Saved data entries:

....

PR #2748, opened 2024-04-25
[RHOAIENG-5492] Landing page: admin section

jeff-phillips-18:
Closes: [RHOAIENG-5492](https://issues.redhat.com/browse/RHOAIENG-5492)

## Description
Adds an admin section to the landing page for those users who have admin privileges.
Fixes issue where the nav bar group items are not automatically expanded when navigating to a child section.

## How Has This Been Tested?
Tested locally by using admin role and non-admin role. Turned off different sections in the admin section to verify only the enabled sections are shown and if all are hidden then the entire section is not shown.

## Test Impact
Added e2e tests.

### Full access
image

### Full access collapsed
image

### 3 sections visible
image

### 2 sections visible
image

### 1 section visible
image

## Request review criteria:

/cc @jgiardino


frontend/src/concepts/design/CollapsibleSection.tsx
```diff
@@ -46,28 +44,21 @@ const CollapsibleSection: React.FC<CollapsibleSectionProps> = ({
             aria-expanded={open}
             isInline
             variant="link"
```
jgiardino, line 46: Is this an existing component within the product that we're reusing for this page?

When I review the latest implementation on the poc cluster, there are a few observations about the styles for this button:

### Button variant
Currently this button is use 
```
isInline
variant="link"
```
But for an icon button, the ideal variant is `variant="plain"` without the `isInline` modifier, similar to the icon button in this [PF react example](https://www.patternfly.org/components/button#variant-examples). 

### Spacing
I get why the `isInline` modifier is used to remove padding, and it makes sense to remove padding for this. If you remove that, the plain variant would add padding to the button. Another option for removing the left & right padding is to use a utility class `pf-v5-u-px-0`.

### Sizing
Ideally any icons that accompany text would have the same size as the text. You can do this by adding a utility class to match the size of the header. In this example, you would want it to be `pf-v5-u-font-size-2xl` but if the header size ever changes, then the size of this icon would need to be updated, too.

jeff-phillips-18: We do not import the pf utility classes

jeff-phillips-18: I will update as you suggest though but I'll use styles.

frontend/src/__tests__/cypress/cypress/e2e/home/homeAdmin.cy.ts
```diff
@@ -0,0 +1,118 @@
...
+
+describe('Home page Admin section', () => {
+  beforeEach(() => {
+    cy.interceptOdh('GET /api/docs', mockDocs());
+    cy.interceptOdh('GET /api/components', null, mockComponents());
+    cy.interceptOdh('GET /api/quickstarts', mockQuickStarts());
+  });
+  it('should show the admin section for admins', () => {
+    initHomeIntercepts({ disableHome: false, disableProjects: true });
+    setAdminUser(true);
```
andrewballantyne, line 16: Christian recently merged this change, I think that's what you're after here.
```suggestion
    asProductAdmin();
```

If I am right, can you change all `setAdminUser` function calls and remove the utility? (see [the user calls here](https://github.com/opendatahub-io/odh-dashboard/blob/main/frontend/src/__tests__/cypress/cypress/utils/users.ts))

frontend/src/__tests__/cypress/cypress/e2e/home/homeUtils.ts
```diff
@@ -13,3 +17,7 @@ export const initHomeIntercepts = (config: HandlersProps = {}): void => {
   };
   cy.interceptOdh('GET /api/config', mockDashboardConfig(dashboardConfig));
```
andrewballantyne, line 18: FWIW, you can just type your utility with the dashboardConfig settings for the mock... saving you the dupe effort for your type.

Since you're trying to mimic the first argument to this function, you can just set your function to take the same input.

```
export const initHomeIntercepts = (
  config: Parameters<typeof mockDashboardConfig>[0] = {},
): void => {
```

Or if you want, you can go one step further:
```
export const initHomeIntercepts = (...args: Parameters<typeof mockDashboardConfig>): void => {
  cy.interceptOdh('GET /api/config', mockDashboardConfig(...args));
};
```

andrewballantyne (changes requested):
Testing now, looking pretty good on the code front, just two points.

andrewballantyne (approved):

....

Say how many lines of the entries above include the word "mockDashboardConfig", giving the number alone.

Answer box: 4